▸ Your instructions
Read through the lines below for the string "tests" and copy each one that has it.

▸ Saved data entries
*** Block opens ***

PR #957, opened 2024-10-03
Ignore structs in variants renaming for bundling.

maximebuyse:
Fixes a regression introduced by #935  (see https://github.com/cryspen/libcrux/actions/runs/11153943502/job/31002385466).

That was caused by trying to rename a variant of a struct, but only enum variants should be renamed.


W95Psp (approved):
LGTM :shipit:

PR #959, opened 2024-10-03
Prefer `try_normalize_erasing_regions`

Nadrieril:
There are some contexts where normalization can fail (particularly type aliases), which causes a compiler panic.


W95Psp (approved):
Thanks! That seems like a good thing to do generally, indeed.
Let's merge it!

PR #3986, opened 2022-09-07
find and decode the dynamic relocations in .exe files

folkertdev:


crates/linker/src/pe.rs
```diff
@@ -0,0 +1,357 @@
...
+    }
+
+    fn find_roc_dummy_dll(
+        import_table: &ImportTable,
+    ) -> object::read::Result<Option<(ImageImportDescriptor, u32)>> {
+        use object::LittleEndian as LE;
+
+        let mut index = 0;
+        let mut it = import_table.descriptors()?;
+        while let Some(descriptor) = it.next()? {
```
bhansconnect, line 76: Is there no `iter::find` or similar that could be used for this? Like enumerate to get the index and the find the specific descriptor? Just feels like an algorithm, but may not exist.

crates/linker/src/pe.rs
```diff
@@ -0,0 +1,357 @@
...
+#[allow(dead_code)]
+fn remove_dummy_dll_import_table(
+    data: &mut [u8],
+    imports_offset_in_file: u32,
+    dummy_import_index: u32,
+) {
+    const W: usize = std::mem::size_of::<ImageImportDescriptor>();
+
+    let start = imports_offset_in_file as usize + W * dummy_import_index as usize;
+    for b in data[start..][..W].iter_mut() {
```
bhansconnect, line 188: I think there is a function that exists to fill a slice that you should be able to use here instead.

bhansconnect (approved):
Just nit comments

crates/linker/src/pe.rs
folkertdev: in the linker code, or in `std`?

PR #3989, opened 2022-09-07
Fix glue segfault for newtype wrappers around recursive tag unions

rtfeldman:
Fixes #3927 and #3927


BrianHicks:
fixes #3926 as well

PR #3990, opened 2022-09-07
Pass args from cli platform to app

ayazhafiz:


examples/interactive/cli-platform/src/lib.rs
```diff
@@ -78,11 +78,14 @@ pub extern "C" fn rust_main() -> i32 {
     let size = unsafe { roc_main_size() } as usize;
     let layout = Layout::array::<u8>(size).unwrap();
 
+    // TODO: can we be more efficient about reusing the String's memory for RocStr?
```
rtfeldman, line 81: In non-Rust languages, where we actually have a direct pointer to `argv`, we can use seamless slices in the future to do this. However, we have to be careful to make sure they're actually valid UTF-8 if we do this, since there's no guarantee that `argv` points to valid UTF-8 strings!

examples/interactive/cli-platform/src/lib.rs
```diff
@@ -78,11 +78,14 @@ pub extern "C" fn rust_main() -> i32 {
...
+    let args: RocList<RocStr> = std::env::args().map(|s| RocStr::from(s.as_str())).collect();
```
rtfeldman, line 82: Might be worth using `env::args_os` and `to_string_lossy` to gracefully translate invalid Unicode chars into the unicode replacement character. (`env::args()` panics if it encounters any of those.)

```rust
        let args: RocList<RocStr> = std::env::args_os()
            .map(|os_string| RocStr::from(os_string.to_string_lossy().borrow()))
            .collect();
```

examples/interactive/cli-platform/src/lib.rs
ayazhafiz: Yeah, good call

examples/interactive/cli-platform/src/lib.rs
ayazhafiz: Good note, didn’t know args() panics!

Anton-4:
I'm closing in on the cause :)
In the attached archive I have two binaries, both were created on the same machine inside nix.
When going through github actions the created binary(args_error_loading_shared_libs_25) usually errors but the error often differs between runs.
When manually creating the binary(args_good_big_ci_manual) on the same machine it never errors.

The args_error one is missing the expected `Dynamic Section:` and `Version References:`, I checked this with `objdump -p`.
The args_good binary does have the expected sections.

`objdump -d` on args_error prints `objdump: warning: args_error_loading_shared_libs_25 has a corrupt string table index - ignoring` and does not print out any assembly.
`args_good` does not print this warning and we get the full disassembly as expected.

My current hypothesis is that there is a race condition in the surgical linker, I'll try to confirm this.

[args_binaries.tar.gz](https://github.com/roc-lang/roc/files/9564921/args_binaries.tar.gz)

Anton-4:
With the legacy linker all `cli_run` tests passed.
@bhansconnect do you know what could be going wrong? My previous comment explains things in more detail.

PR #3991, opened 2022-09-07
Add glue test case for multiple modules, and when anonymous type is reused

ayazhafiz:
This patch adds a simple test case for generating glue from multiple modules. It's not quite correct because we should be splitting types that come from different modules into different files (so as to avoid collisions, among other things), but at least we can verify this works okay.

It also fixes a bug where we'd always introduce a new type ID for an added anonymous type; but, to avoid collisions, we should reuse type IDs whenever possible.


rtfeldman:
@ayazhafiz test failure looks legit 😄

ayazhafiz:
yeah it's unfortunate. I've cycled off Roc for the week but I'll fix it next week.

I do know the problem though - recursive pointers that haven't been solved yet are given TagId::MAX, and that causes a problem when we do get_type in is_equivalent. Feel free to fix it before next week if you'd like!

ayazhafiz:
@rtfeldman PTAL

rtfeldman (approved):

PR #3997, opened 2022-09-08
Lint all markdown files once, guided by markdown-cli2

JanCVanB:
Lint-free documentation is more readable, more welcoming, and more maintainable!

See https://github.com/DavidAnson/markdownlint-cli2

This PR intends to tidy every markdown file according to markdownlint rules without negatively impacting any of the writing/formatting. In the near future, we may introduce an automation layer for checking & fixing files with markdownlint-cli2, but this PR should only get `.md` files to a better place.

I've gone through every markdownlint error this repo generated on `main` and either improved some formatting or ignored a rule.

Remaining rules ignored:
- [`commands-show-output`](https://github.com/DavidAnson/markdownlint/blob/main/doc/Rules.md#md014---dollar-signs-used-before-commands-without-showing-output)
- [`line-length`](https://github.com/DavidAnson/markdownlint/blob/main/doc/Rules.md#md041---first-line-in-a-file-should-be-a-top-level-heading)
- [`no-duplicate-heading`](https://github.com/DavidAnson/markdownlint/blob/main/doc/Rules.md#md024---multiple-headings-with-the-same-content)
    - This one is inconvenient because we sometimes do
        ```markdown
        ## Section A

        ### Subsection X

        ## Section B

        ### Subsection X
        ```
- [`no-emphasis-as-heading`](https://github.com/DavidAnson/markdownlint/blob/main/doc/Rules.md#md036---emphasis-used-instead-of-a-heading)
    - This one is inconvenient because we sometimes do
        ```markdown
        ### Zig

        **version: 0.9.1**
        ```
- [`no-inline-html`](https://github.com/DavidAnson/markdownlint/blob/main/doc/Rules.md#md033---inline-html)
- [`no-trailing-punctuation`](https://github.com/DavidAnson/markdownlint/blob/main/doc/Rules.md#md026---trailing-punctuation-in-heading)

Do we actually want any of these enforced, instead of ignored?
(I'm happy to un-ignore them, but they're annoying in one way or another when applied to the Roc repo.)


JanCVanB:
@rtfeldman Last time I tried this, [you didn't like the `no-trailing-punctuation` rule](https://github.com/roc-lang/roc/pull/2484#discussion_r805498540). This time, I've figured out the config side of this much better! 😅

crates/compiler/solve/docs/ambient_lambda_set_specialization.md
```diff
@@ -675,15 +675,15 @@ Type = \region ->
 | Type_function region
 
 Type_function = \region ->
```
Anton-4, line 677: This one looks like it should not have been removed?

Anton-4 (changes requested):
Looking good, it's nice to have everything consistent :)
There's just the one function argument that needs to be changed I think.

crates/compiler/solve/docs/ambient_lambda_set_specialization.md
JanCVanB: I think that's just GitHub syntax highlighting, not a removal diff color. However, I could be missing something.

Anton-4: Yes indeed, that is confusing :smile:

Anton-4 (approved):

PR #3998, opened 2022-09-08
Basic file I/O for CLI platform

rtfeldman:
Adds a `File` module to the CLI example platform, with a couple of basic read/write functions.

There's currently a bug where the files never report errors. Previously it seemed this was a C ABI issue for which there was a workaround, but it turns out the workaround didn't work! So for now, these never correctly report errors (such as file not found).

That will be fixed in a future PR! 😄


examples/interactive/cli-platform/Effect.roc
```diff
@@ -1,10 +1,28 @@
...
+    imports [InternalHttp.{ Request, Response }, InternalFile]
     generates Effect with [after, map, always, forever, loop]
 
-putLine : Str -> Effect {}
+stdoutLine : Str -> Effect {}
+stderrLine : Str -> Effect {}
+stdinLine : Effect Str
 
-getLine : Effect Str
+fileWriteBytes : List U8, List U8 -> Effect (Result {} InternalFile.WriteErr)
```
JanCVanB, line 24: Why is there file-related stuff in Effect? Why no `fileReadUtf8`?

examples/interactive/cli-platform/File.roc
```diff
@@ -0,0 +1,123 @@
...
+
+# read :
+#     Path,
+#     fmt
+#     -> Task
+#         Str
+#         [FileReadErr Path ReadErr, FileReadDecodeErr Path [Leftover (List U8)]Decode.DecodeError ]*
+#         [Read [File]*]*
+#     | val has Decode.Decoding, fmt has Decode.DecoderFormatting
+# read = \path, fmt ->
```
JanCVanB, line 113: Is there some difficulty with `File.read` that we're deferring to another PR?

examples/interactive/cli-platform/Effect.roc
rtfeldman: `fileReadUtf8` would just be a `fileReadBytes` followed by validating that the bytes are UTF-8, and we can do that in Roc with `Str.fromUtf8`!

examples/interactive/cli-platform/File.roc
rtfeldman: Yeah, there are some compiler issues blocking it from working right now.

examples/interactive/cli-platform/Effect.roc
JanCVanB: Gotcha. Pardon my ignorance here, but why are these File-related types in this Effect interface at all?

JanCVanB (approved):

JanCVanB:
Thank you, @rtfeldman ! 😃 🎉

JanCVanB:
I didn't realize file reading wasn't done yet: https://github.com/roc-lang/roc/issues/4021

PR #4004, opened 2022-09-10
windows BUILDING_FROM_SOURCE update

Anton-4:


BUILDING_FROM_SOURCE.md
```diff
@@ -202,26 +202,14 @@ export CPPFLAGS="-I/usr/local/opt/llvm/include"
 **Warning** While `cargo build` works on windows, linking roc programs does not yet, see issue #2608. This also means the repl, the editor and many tests will not work on windows.
 The official LLVM pre-built binaries for Windows lack features that roc needs. Instead:
 
-1. Download and install [Build Tools for Visual Studio 2019](https://visualstudio.microsoft.com/thank-you-downloading-visual-studio/?sku=BuildTools&rel=16) (a full Visual Studio install should work too; the Build Tools are just the CLI tools, which is all we need)
```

*** Block closes ***

▸ Result below
With the legacy linker all `cli_run` tests passed.
 **Warning** While `cargo build` works on windows, linking roc programs does not yet, see issue #2608. This also means the repl, the editor and many tests will not work on windows.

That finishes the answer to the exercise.